Клюев охотно странствует по северной России, посещает монастыри. Все настойчивей овладевают им идеи мученичества, «Голгофы». Именно на этот период приходится и глубочайший кризис, который чуть было не привел поэта к полному отказу от творчества.
Стремление заглушить в себе поэта особенно захватывает Клюева в 1909-1910 годы. Не желая творить «красоту изреченную», Клюев, вдохновленный примерами А. Добролюбова и Л. Семенова, порывается «замолчать», отказаться от художественного творчества ради «молитвы». «Буду молчать, – пишет он Блоку в сентябре 1909 года. – Не знаю, верно ли, но думаю, что игра словами вредна, хоть и много копошится красивых слов,– позывы сказать, но лучше молчать. Бог с ними, со словами-стихами». Наиболее подробно Клюев обосновывает эту точку зрения в письме от 5 ноября 1910 года, посвященном разбору блоковской статьи «О современном состоянии русского символизма»:
«Современники словесники-символисты, – пишет Клюев в этом письме, – пройдя все стадии, все фазы слова, дошли до рубежа, за которым царство молчания – «пустая, далекая равнина, а над нею последнее предостережение – хвостастая звезда»,* [Слова из статьи Блока «О современном состоянии русского символизма»] поэтому они неизбежно должны замолчать, что случалось и раньше со многими из них, ужаснувшихся тщете своих художнических исканий. Как пример: недавно замолчавший Александр Добролюбов и год с небольшим назад умолкший Леонид Семенов. Человеческому слову всегда есть предел, молчание же беспредельно. Но перейти за черту человеческой речи* [Слова из стихотворения Блока «Снова иду я над этой пустынной равниной...» (1903); вошло в сб. «Нечаянная Радость».] – подвиг великий, для этого нужно иметь великую душу, а главное веру в жизнь и благодаренье за чудо бытия – за милые лица, за высокие звезды, за разум, за любовь... Познание же «Вечной красоты» возможно только при освобождении себя от желаний Мира и той наружной ложной красивости, которая людьми, не понимающими жизни, выдается за творчество, за искусство. Странным, конечно, покажется, что я, темный и нищий, кого любой символист посторонился бы на улице, рассуждаю про такой важный предмет, как искусство. Но я слушаюсь жизни, того, что не истребимо никакой революцией, что не подчинено никакой власти и силе, кроме власти жизни. И я знаю и верую, что близок час падения вавилона – искусства пестрой татуировки, которой, через мучительство и насилие, размалевали так наз<ываемые> художники – Мир».

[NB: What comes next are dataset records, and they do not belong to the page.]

PR #1348, opened 2026-07-07
fix: map line items with negative price to discount type (fixes #1347)

### LINKED ISSUE #1347: v5.0.0 regression: third-party discount line items are sent as 'digital' — Mollie rejects payment (unitPrice cannot be negative)
### Plugin version
5.0.0

### Shopware version
6.6.10.1

### PHP version
8.3

### Description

До осени 1911 года знакомство Клюева и Блока протекало заочно. В сентябре 1911 года Клюев навестил Блока в Петербурге; это произошло, видимо, 26 сентября. Встреча с Клюевым надолго запомнилась Блоку. «Клюев – большое событие в моей осенней жизни», – пометил Блок в своем дневнике 17 октября 1911 года. Насколько можно понять из этой записи, Клюев был у Блока дважды; он рассказывал ему о жизни А.М. Добролюбова и Л.Д. Семенова, излагал свое отношение к проблеме «ухода» («...лучше оставаться в мире...» и т. д.). Кроме того, Клюев говорил, что его (Блока) стихотворения «поют» в Олонецкой губернии, и это известие также взволновало Блока.
Кульминационный момент в отношениях Блока и Клюева – письмо последнего, написанное 30 ноября 1911 года (через два месяца после очного знакомства). Открыто и резко, как ни в одном из более ранних писем, Клюев выступает против «иноземщины», овладевшей, по его мнению, Блоком. Подлинная религиозность не мыслится Клюевым вне «народной души». «Ваше творчество, – убеждает его Клюев, – постольку религиозны <так! – К.А.>, а следовательно, и народны, поскольку далеки всяких Парижев и Германий». Положение Блока, очутившегося, как видится Клюеву, между Западом и Россией, – «действительно роковое». «Запад» для Клюева – воплощение безбожия; с ним он связывает «поклонение Красоте», индивидуализм, творчество «во имя свое». Россия же, напротив, – «поклонение Страданию» (то есть христианство), творчество «для себя в другом человеке», приобщение к «Миру-народу». И Клюев властно требует от Блока, чтобы тот принял на себя «подвиг последования Христу» и «обручился» с Россией.